-- Exercise requirements --
Exactly retype the lines of the material from its first line to the line with "audience — everyone who can see the discussion", including both.

Records for the exercise Start Marker

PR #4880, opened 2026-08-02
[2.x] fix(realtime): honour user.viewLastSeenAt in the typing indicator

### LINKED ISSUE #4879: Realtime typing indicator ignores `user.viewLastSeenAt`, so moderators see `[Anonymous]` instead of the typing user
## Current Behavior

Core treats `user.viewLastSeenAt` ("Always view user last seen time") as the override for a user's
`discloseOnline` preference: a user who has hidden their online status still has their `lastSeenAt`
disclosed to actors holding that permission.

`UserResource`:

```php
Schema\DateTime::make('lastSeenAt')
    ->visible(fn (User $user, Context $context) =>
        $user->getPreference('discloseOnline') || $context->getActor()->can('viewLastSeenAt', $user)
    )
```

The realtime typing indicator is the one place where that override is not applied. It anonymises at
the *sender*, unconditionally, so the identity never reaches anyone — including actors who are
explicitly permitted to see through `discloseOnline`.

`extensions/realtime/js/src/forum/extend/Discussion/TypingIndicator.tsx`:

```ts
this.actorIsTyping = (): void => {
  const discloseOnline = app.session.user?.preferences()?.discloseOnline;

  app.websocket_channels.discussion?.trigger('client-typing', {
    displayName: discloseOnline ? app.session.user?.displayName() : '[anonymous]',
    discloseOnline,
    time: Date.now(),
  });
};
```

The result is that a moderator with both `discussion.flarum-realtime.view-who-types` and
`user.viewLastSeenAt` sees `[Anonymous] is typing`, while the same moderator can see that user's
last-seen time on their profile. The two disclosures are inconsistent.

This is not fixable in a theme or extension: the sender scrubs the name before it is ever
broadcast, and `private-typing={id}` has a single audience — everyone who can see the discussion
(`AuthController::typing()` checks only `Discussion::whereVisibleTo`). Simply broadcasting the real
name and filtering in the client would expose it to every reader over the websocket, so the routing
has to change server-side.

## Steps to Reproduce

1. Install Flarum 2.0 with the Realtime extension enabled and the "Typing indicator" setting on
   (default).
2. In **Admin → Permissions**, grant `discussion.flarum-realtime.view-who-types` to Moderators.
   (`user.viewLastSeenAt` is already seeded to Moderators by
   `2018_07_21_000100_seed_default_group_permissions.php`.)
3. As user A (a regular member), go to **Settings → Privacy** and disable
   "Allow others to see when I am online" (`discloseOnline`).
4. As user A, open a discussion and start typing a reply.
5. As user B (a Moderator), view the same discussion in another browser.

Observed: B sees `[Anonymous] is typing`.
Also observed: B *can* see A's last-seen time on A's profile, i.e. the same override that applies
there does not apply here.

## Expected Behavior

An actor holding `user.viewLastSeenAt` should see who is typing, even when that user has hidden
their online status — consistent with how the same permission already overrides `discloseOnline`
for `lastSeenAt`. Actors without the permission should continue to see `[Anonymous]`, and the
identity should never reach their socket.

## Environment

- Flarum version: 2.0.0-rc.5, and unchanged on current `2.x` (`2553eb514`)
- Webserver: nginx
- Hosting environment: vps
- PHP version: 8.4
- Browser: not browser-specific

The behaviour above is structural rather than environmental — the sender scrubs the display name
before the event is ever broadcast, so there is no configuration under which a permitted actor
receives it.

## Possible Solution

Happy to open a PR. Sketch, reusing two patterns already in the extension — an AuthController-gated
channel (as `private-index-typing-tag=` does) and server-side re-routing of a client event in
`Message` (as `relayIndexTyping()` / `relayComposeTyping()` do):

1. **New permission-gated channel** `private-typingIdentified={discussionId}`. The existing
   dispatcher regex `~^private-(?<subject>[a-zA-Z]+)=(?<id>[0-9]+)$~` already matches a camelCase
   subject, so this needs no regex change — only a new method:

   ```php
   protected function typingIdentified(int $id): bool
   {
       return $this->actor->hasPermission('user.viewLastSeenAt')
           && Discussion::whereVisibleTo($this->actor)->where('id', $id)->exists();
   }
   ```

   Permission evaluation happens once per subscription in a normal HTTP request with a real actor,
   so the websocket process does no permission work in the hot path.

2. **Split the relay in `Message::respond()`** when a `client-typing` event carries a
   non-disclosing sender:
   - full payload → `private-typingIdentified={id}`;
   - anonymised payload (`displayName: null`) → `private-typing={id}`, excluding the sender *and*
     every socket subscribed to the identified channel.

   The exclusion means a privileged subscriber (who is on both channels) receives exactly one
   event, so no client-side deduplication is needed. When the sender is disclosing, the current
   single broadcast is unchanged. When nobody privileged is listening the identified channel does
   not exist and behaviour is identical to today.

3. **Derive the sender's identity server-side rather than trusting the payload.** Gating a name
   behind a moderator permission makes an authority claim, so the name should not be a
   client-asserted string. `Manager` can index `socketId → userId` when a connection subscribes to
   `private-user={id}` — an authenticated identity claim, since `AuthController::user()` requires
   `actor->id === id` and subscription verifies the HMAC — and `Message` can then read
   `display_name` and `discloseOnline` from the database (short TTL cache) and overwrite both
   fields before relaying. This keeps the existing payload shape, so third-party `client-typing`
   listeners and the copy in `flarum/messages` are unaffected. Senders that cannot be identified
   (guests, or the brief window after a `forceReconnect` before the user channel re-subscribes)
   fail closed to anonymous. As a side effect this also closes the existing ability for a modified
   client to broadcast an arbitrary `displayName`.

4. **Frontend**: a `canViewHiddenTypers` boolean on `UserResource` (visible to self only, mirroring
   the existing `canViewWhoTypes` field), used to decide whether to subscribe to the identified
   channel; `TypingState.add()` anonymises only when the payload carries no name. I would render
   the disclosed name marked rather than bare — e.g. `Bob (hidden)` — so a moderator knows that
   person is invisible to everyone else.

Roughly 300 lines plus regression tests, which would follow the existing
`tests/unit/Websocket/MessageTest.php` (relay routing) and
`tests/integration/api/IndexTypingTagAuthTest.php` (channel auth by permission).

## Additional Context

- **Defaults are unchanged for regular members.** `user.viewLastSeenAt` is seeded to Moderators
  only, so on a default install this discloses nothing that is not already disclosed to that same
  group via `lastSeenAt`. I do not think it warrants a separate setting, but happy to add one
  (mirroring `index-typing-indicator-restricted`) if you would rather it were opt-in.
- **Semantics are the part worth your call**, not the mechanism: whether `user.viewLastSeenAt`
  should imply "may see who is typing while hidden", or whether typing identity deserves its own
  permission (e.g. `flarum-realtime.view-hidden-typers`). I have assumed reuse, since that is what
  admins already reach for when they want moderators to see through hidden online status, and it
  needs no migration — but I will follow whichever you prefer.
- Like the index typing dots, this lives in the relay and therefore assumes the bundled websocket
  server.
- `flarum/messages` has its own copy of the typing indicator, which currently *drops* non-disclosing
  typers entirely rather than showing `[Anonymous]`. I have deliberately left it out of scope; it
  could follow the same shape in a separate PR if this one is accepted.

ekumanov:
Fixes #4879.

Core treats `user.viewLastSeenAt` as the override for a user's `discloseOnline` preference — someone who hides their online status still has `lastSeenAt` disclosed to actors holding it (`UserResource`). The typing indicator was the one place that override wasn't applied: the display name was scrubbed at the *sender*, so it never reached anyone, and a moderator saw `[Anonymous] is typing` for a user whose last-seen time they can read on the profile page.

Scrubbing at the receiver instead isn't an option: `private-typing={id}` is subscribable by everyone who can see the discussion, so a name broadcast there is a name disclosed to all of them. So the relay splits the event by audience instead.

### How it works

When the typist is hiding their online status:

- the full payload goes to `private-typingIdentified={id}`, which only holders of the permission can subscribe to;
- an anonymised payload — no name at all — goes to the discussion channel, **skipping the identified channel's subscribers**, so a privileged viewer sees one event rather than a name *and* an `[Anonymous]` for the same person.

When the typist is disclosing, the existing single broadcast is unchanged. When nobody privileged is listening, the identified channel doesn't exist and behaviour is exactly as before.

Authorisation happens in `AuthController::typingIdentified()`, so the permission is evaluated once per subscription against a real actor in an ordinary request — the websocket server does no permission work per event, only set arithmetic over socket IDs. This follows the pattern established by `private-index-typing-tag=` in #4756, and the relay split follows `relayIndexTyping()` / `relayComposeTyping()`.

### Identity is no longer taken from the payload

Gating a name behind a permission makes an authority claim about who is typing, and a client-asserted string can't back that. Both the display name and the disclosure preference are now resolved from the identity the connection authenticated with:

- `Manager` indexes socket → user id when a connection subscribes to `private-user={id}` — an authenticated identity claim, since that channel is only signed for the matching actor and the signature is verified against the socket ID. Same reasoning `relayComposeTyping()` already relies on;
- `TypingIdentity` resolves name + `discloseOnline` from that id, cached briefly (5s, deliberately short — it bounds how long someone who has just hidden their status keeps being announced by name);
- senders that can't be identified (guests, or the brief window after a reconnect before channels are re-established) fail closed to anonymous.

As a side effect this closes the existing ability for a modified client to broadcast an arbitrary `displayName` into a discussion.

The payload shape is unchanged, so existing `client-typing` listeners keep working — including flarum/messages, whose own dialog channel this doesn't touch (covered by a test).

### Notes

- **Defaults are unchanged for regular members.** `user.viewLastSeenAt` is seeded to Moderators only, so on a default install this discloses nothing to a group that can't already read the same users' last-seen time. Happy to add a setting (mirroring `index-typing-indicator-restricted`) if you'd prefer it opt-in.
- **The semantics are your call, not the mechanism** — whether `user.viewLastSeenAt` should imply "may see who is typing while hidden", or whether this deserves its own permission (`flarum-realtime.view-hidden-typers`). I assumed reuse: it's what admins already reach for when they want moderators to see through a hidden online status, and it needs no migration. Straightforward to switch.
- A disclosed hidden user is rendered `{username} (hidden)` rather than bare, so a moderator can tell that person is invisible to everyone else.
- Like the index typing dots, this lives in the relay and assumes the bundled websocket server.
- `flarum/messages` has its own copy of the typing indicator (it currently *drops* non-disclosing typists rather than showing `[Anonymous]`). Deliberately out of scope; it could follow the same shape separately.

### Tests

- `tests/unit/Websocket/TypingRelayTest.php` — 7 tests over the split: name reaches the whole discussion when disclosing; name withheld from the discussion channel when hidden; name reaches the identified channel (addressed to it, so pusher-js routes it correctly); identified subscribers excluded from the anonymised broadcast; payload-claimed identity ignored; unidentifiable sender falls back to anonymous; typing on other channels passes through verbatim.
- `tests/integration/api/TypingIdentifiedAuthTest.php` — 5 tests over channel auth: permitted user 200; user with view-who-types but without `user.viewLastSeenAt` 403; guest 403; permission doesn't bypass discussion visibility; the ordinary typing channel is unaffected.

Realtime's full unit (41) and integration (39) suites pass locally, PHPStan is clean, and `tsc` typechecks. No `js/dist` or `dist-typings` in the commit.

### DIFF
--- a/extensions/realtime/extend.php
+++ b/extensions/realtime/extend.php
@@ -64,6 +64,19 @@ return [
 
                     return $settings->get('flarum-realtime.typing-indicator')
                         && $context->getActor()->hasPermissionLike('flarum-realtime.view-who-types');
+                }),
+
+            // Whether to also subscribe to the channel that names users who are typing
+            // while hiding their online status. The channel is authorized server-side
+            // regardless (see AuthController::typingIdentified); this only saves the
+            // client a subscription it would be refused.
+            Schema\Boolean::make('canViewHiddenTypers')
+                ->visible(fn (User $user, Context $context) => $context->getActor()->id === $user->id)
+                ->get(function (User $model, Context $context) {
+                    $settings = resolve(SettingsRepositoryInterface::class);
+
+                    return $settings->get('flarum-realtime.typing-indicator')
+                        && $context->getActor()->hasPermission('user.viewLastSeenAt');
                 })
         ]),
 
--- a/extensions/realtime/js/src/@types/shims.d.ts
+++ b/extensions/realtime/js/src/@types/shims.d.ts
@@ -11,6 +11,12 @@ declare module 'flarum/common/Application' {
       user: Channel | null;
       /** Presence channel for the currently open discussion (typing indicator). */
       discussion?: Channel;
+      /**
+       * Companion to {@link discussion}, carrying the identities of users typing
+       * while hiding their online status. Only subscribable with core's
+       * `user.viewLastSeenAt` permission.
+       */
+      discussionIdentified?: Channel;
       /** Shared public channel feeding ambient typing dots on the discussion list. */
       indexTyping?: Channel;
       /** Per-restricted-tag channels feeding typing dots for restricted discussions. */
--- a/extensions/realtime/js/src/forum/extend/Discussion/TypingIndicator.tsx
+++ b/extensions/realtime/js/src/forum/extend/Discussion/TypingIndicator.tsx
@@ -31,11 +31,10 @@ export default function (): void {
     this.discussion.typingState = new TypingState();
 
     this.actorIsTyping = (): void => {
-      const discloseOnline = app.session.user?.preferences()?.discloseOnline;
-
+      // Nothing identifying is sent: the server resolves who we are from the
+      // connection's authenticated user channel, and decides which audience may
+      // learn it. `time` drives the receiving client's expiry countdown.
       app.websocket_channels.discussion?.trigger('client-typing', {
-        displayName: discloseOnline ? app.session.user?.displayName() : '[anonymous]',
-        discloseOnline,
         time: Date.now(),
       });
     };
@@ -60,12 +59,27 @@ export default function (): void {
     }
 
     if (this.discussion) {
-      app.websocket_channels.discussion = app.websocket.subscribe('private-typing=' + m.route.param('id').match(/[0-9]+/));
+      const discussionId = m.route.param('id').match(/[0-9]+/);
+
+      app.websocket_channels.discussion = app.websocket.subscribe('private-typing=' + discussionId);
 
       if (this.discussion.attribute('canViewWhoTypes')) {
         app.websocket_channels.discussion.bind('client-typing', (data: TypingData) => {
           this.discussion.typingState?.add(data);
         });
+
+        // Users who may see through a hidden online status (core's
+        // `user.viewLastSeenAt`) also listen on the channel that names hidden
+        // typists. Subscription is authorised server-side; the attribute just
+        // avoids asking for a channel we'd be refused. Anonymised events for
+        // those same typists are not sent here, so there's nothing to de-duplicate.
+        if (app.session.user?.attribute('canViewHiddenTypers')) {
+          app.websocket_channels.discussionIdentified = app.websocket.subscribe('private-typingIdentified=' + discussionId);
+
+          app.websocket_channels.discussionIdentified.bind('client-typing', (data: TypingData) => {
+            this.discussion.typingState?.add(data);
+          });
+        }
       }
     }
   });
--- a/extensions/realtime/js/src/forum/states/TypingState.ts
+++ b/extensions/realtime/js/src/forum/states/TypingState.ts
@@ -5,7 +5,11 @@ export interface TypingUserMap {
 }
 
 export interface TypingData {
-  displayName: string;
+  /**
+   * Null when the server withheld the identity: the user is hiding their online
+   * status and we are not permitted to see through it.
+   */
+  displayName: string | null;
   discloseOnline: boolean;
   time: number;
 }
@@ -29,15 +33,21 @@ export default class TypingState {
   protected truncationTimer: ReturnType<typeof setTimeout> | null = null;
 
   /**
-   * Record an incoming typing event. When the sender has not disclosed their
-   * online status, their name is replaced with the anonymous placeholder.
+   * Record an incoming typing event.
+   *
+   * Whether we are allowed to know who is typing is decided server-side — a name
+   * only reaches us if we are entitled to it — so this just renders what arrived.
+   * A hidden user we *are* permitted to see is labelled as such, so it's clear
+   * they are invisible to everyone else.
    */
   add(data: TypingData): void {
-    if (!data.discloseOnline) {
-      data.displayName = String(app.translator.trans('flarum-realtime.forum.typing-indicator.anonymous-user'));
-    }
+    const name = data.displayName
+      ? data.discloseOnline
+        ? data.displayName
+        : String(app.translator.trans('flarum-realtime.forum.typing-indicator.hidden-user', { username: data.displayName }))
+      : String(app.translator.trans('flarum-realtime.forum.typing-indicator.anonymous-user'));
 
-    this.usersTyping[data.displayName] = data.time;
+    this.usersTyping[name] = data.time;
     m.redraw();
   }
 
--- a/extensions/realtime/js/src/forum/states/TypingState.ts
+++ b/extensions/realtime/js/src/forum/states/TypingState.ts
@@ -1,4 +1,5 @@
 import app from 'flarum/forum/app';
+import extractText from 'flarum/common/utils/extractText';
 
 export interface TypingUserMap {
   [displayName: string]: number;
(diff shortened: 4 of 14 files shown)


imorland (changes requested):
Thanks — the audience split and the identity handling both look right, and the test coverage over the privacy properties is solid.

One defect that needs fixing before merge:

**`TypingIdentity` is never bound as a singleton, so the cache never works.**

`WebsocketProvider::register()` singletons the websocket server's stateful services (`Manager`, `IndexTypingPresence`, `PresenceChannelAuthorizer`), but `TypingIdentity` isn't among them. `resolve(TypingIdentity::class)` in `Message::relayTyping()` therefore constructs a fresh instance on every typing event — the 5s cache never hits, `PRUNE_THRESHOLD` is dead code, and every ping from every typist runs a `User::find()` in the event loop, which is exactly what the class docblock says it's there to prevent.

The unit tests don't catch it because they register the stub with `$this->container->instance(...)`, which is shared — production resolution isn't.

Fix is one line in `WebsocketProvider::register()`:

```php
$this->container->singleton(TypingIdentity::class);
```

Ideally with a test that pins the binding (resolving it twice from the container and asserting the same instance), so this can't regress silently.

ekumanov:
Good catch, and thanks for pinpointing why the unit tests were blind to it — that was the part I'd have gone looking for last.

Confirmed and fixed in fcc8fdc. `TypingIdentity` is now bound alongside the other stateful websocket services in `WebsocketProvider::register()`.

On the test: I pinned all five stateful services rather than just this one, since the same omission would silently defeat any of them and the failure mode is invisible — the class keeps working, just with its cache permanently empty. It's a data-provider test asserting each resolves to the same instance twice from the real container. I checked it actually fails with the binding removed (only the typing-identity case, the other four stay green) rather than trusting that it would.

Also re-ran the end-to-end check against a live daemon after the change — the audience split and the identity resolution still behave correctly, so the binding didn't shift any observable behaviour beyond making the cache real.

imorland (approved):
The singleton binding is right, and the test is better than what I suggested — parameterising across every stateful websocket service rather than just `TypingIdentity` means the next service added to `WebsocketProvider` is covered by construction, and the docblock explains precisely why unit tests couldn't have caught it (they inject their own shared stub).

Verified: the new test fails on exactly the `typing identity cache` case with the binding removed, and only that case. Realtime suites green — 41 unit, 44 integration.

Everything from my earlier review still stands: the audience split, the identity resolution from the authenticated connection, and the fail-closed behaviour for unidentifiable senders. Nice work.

Records for the exercise End Marker

-- Answer space --
PR #4880, opened 2026-08-02
[2.x] fix(realtime): honour user.viewLastSeenAt in the typing indicator

### LINKED ISSUE #4879: Realtime typing indicator ignores `user.viewLastSeenAt`, so moderators see `[Anonymous]` instead of the typing user
## Current Behavior

Core treats `user.viewLastSeenAt` ("Always view user last seen time") as the override for a user's
`discloseOnline` preference: a user who has hidden their online status still has their `lastSeenAt`
disclosed to actors holding that permission.

`UserResource`:

```php
Schema\DateTime::make('lastSeenAt')
    ->visible(fn (User $user, Context $context) =>
        $user->getPreference('discloseOnline') || $context->getActor()->can('viewLastSeenAt', $user)
    )
```

The realtime typing indicator is the one place where that override is not applied. It anonymises at
the *sender*, unconditionally, so the identity never reaches anyone — including actors who are
explicitly permitted to see through `discloseOnline`.

`extensions/realtime/js/src/forum/extend/Discussion/TypingIndicator.tsx`:

```ts
this.actorIsTyping = (): void => {
  const discloseOnline = app.session.user?.preferences()?.discloseOnline;

  app.websocket_channels.discussion?.trigger('client-typing', {
    displayName: discloseOnline ? app.session.user?.displayName() : '[anonymous]',
    discloseOnline,
    time: Date.now(),
  });
};
```

The result is that a moderator with both `discussion.flarum-realtime.view-who-types` and
`user.viewLastSeenAt` sees `[Anonymous] is typing`, while the same moderator can see that user's
last-seen time on their profile. The two disclosures are inconsistent.

This is not fixable in a theme or extension: the sender scrubs the name before it is ever
broadcast, and `private-typing={id}` has a single audience — everyone who can see the discussion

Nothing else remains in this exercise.